See “The Genetics of Society

“Ants have evolved all these different pheromones that they use to pass different kinds of information to one another, and we see signatures of this” in their brains, said Taylor Hart, a neurobiologist at the Rockefeller University and coauthor of the study. To detect these scent markers, ants use their antennae, from which sensory neurons connect to large brain structures known as the antennal lobes. These lobes are “subdivided anatomically into many ball-shaped structures that are called glomeruli,” explained Hart. There are approximately 500 glomeruli in each ant antennal lobe, but up until now, it was not clear how they activate in response to different odors. 

“This is all very interesting to us because we want to know” how these brain structures work at a functional level and how the different pheromones that maintain ant societies are perceived and encoded within the ant brain, Hart said. 

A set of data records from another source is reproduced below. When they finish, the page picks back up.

Issue #63, opened 2018-02-20
Support for more combinations of user ids in recommendation request


kubasimon:
Current implementation of recommendation endpoint is checking user ids for (interaction, merge, recommendation)
``` 
     (A,  null,  A)
     (A, A -> ?, ?)
     (?, ? -> A, A)
```

After implementing RAD-1015, client should also allow:

```
   (B, A -> B, B)
```

OndraM:
:+1: Sure, the client will follow the API behavior. Do you know any ETA about the implementation in Matej (RAD-1015)?

OndraM:
This is being rolled now to the API. 

@tenerd Do you need to use the feature now? We may implement it, but it may take a while until we get to it. If you'd like to contribute, it may be sooner - I'll try to do CR ASAP if you will send a PR. I believe the change should not be that big even with tests.

PR #68, opened 2018-04-11
Allow schema (B, A -> B, B) for recommendation request

kubasimon:
(interaction user is same as target user on merge)

Addressing #63

### DIFF
--- a/src/RequestBuilder/RecommendationRequestBuilder.php
+++ b/src/RequestBuilder/RecommendationRequestBuilder.php
@@ -61,8 +61,10 @@ class RecommendationRequestBuilder extends AbstractRequestBuilder
 
     /**
      * Assert that interaction user ids are ok:
+     * ([interaction], [user merge (source -> target)], [recommendation]):
      * - (A,  null,  A)
      * - (A, A -> ?, ?)
+     * - (B, A -> B, B)
      */
     private function assertInteractionUserId(): void
     {
@@ -75,6 +77,13 @@ class RecommendationRequestBuilder extends AbstractRequestBuilder
         // (A, null, A)
         if ($this->userMergeCommand === null && $interactionUserId !== $this->userRecommendationCommand->getUserId()) {
             throw LogicException::forInconsistentUserId($this->userRecommendationCommand, $this->interactionCommand);
+        }
+
+        // allow (B, A -> B, B)
+        if ($this->userMergeCommand !== null
+            && $interactionUserId === $this->userMergeCommand->getUserId()
+            && $interactionUserId === $this->userRecommendationCommand->getUserId()) {
+            return;
         }
 
         // (A, A -> ?, ?)
--- a/tests/unit/RequestBuilder/RecommendationRequestBuilderTest.php
+++ b/tests/unit/RequestBuilder/RecommendationRequestBuilderTest.php
@@ -113,12 +113,21 @@ class RecommendationRequestBuilderTest extends TestCase
      * ([interaction], [user merge], [recommendation]): (A, A -> B, B)
      *
      * @test
+     * @dataProvider provideCorrectSequenceOfUsers
+     * @param string $interactionUser
+     * @param string $sourceUserToBeDeleted
+     * @param string $targetUserId
+     * @param string $recommendationUser
      */
-    public function shouldPassOnCorrectSequenceOfUsersWhenMerging(): void
-    {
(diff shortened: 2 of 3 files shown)


tests/unit/RequestBuilder/RecommendationRequestBuilderTest.php
```diff
@@ -127,15 +127,33 @@ public function shouldPassOnCorrectSequenceOfUsersWhenMerging(): void
     }
 
     /**
-     * ([interaction], [user merge], [recommendation]): (A, B -> A, A)
+     * ([interaction], [user merge], [recommendation]): (B, A -> B, B)
+     *
+     * @test
+     */
+    public function shouldPassOnCorrectSequenceOfUsersWhenMergingWithInteractionUserSameAsRecommendation(): void
```
OndraM: Maybe there is opportunity for data provider ($interaction, $userMerge, $recommendation) and just extend the previous testcase, what do you think?

src/RequestBuilder/RecommendationRequestBuilder.php
```diff
@@ -72,6 +74,13 @@ private function assertInteractionUserId(): void
 
         $interactionUserId = $this->interactionCommand->getUserId();
 
+        // allow (B, A -> B, B)
```
OndraM: Maybe move this after the following condition, so that cases for "not null user-merge" are next to each other?

OndraM (changes requested):

tests/unit/RequestBuilder/RecommendationRequestBuilderTest.php
kubasimon: ok, changed to use same test with dataprovider

src/RequestBuilder/RecommendationRequestBuilder.php
kubasimon: moved

tests/unit/RequestBuilder/RecommendationRequestBuilderTest.php
```diff
@@ -147,4 +156,12 @@ public function shouldFailOnIncorrectSequenceOfUsersWhenMerging(): void
         $builder->setInteraction($interactionCommand);
         $builder->build();
     }
+
+    public function correctSequenceOfUsersProvider()
+    {
+        return [
+          ['test-user-a', 'test-user-a', 'test-user-b', 'test-user-b'], // (A, A -> B, B)
```
OndraM: The comment could instead be used as array key, its then printed in PHPUnit output, like:

```php
'(A, A -> B, B)' => ['test-user-a', 'test-user-a', 'test-user-b', 'test-user-b'],
```

tests/unit/RequestBuilder/RecommendationRequestBuilderTest.php
```diff
@@ -147,4 +156,12 @@ public function shouldFailOnIncorrectSequenceOfUsersWhenMerging(): void
         $builder->setInteraction($interactionCommand);
         $builder->build();
     }
+
+    public function correctSequenceOfUsersProvider()
```
OndraM: - could you please add return typehint?
- also please add phpdoc to help phpstorm & phpstan recognize internal type of array contents
- naming convence for provider method name is "provideFooBar", eg. to not conincidentally name them like "testUsersProvider", which would cause PHpUnit to recognize them as tests and do unexpected things

So this should be:
```php
     /**
     * @return array[]
     */
    public function providecorrectSequenceOfUsers(): array
```

OndraM (changes requested):
Thanks, just to really minor things. I also asked @foglcz to have a quick look as well, but I hope we can merge this then soon - meaning today :).

tests/unit/RequestBuilder/RecommendationRequestBuilderTest.php
kubasimon: done

tests/unit/RequestBuilder/RecommendationRequestBuilderTest.php
kubasimon: done

OndraM (approved):

OndraM:
Thanks @tenerd ! Let's wait for @foglcz and I will merge it then if he finds no issues :)

foglcz (approved):

PR #71, opened 2018-04-13
should throw assertion exception when calling setCount with non integer parameter

dudla:
for PHP5 version where type don't force integer value

### DIFF
--- a/src/Model/Command/UserRecommendation.php
+++ b/src/Model/Command/UserRecommendation.php
@@ -135,6 +135,7 @@ class UserRecommendation extends AbstractCommand implements UserAwareInterface
 
     protected function setCount(int $count): void
     {
+        Assertion::integer($count); // for PHP5 clients
         Assertion::greaterThan($count, 0);
 
         $this->count = $count;


kubasimon (approved):
We wasted some time on this issue too 💩

OndraM:
Hi, I understand the reason, but in my opinion, this is simply the tradeoff for using PHP 5 version with weak types. Obvious solution of this issue is to use PHP 7 version - otherwise if we would need type safety in PHP 5, we would need to add assertions like this on tens of places inside the library, where we depend on strict types.

What was the scenario when you came across this issue?

BTW when do you plan to upgrade to PHP 7? I'm thinking about how long could this still be an issue for anyone :).

OndraM:
BTW simpler and for me preferred option would be just to add phpdoc with types. Unfortunately we didn't find an automated (and worrking) solution how to add phpdoc to PHP5 according to the types from PHP7. But if we add them here manually, then if you use eg. PHPStan, it would IMO warn you about incompatible types, maybe PhpStorm will help you as well.

Would this be an solution for you?

dudla:
Sure... with php 7 it will be no problem... this is for php5 version. This is for the time before everybody upgrades. It will save some considerable time debuging for new implementors - and that is the main purpose of the library, isn't it?

In our case it was that a URL parameter was (in some case) passed to setCount without casting to (int). As the default value (used in most cases) was correct *int* constant it was harder to find the origin of the problem.

Other possible solution would be to cast it to (int) on the assignment inside setClient method but it would hide the problem for the client - this way it will report it so that implementor can rather fix their code.

OndraM:
Thinks for the suggestion. We decided to add PHP5 typehins only to PHP5 version via patch applied during transpiliation, to not put this into PHP 7 codebase. See https://github.com/lmc-eu/matej-client-php5/pull/3 .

To explore these questions, Hart and her colleagues created transgenic ants, which is a milestone that has never been achieved before. By introducing a fluorescent marker that reports the calcium activity of olfactory sensory neurons in the clonal raider ant, Ooceraea biroi, the team monitored the neural activity in the animals’ antennal lobes. Then they exposed these transgenic ants to four different alarm pheromones and spied on their brains. 

See “Ant Pupae Feed Adults, Larvae with Secreted Liquid

The alarm pheromones activated one to six glomeruli, a handful of the approximately 500 found in the antennal lobe. The scientists also noticed a significant overlap among the glomeruli activated by each of the pheromones tested. For instance, three of these scents, specifically those inducing panic that results in nest evacuation, often activated the same glomerulus. When Hart and her colleagues mapped two other relevant glomeruli for this response, they found that all three were spatially clustered. 

These observations suggest that these danger-signaling pheromones feed into a sensory hub rather than triggering a more spatially distributed activation of glomeruli. “We don’t know for sure that the sparse representation is true for all odors,” said Hart, but based on the brain response to some other scents they tested, “it could also be a general trend in this animal.”

Investigating these neurobiological questions in ants “opens up a lot of possibilities for understanding how these organisms use these chemical and social cues for manifesting all [of their] fascinating behaviors,” said Duke University insect neurobiologist Pelin Volkan, who was not involved in this study. She added that the transgenic ants developed by this research team will significantly contribute to that goal. 

Figuring out the neuroscience fundamentals underlying these animals’ social interactions and how those behaviors emerge is going to be “super powerful,” Volkan concluded. 

References

  1. Hart T, et al. Sparse and stereotyped encoding implicates a core glomerulus for ant alarm behavior. Cell. 2023; S0092-8674(23)00544-5.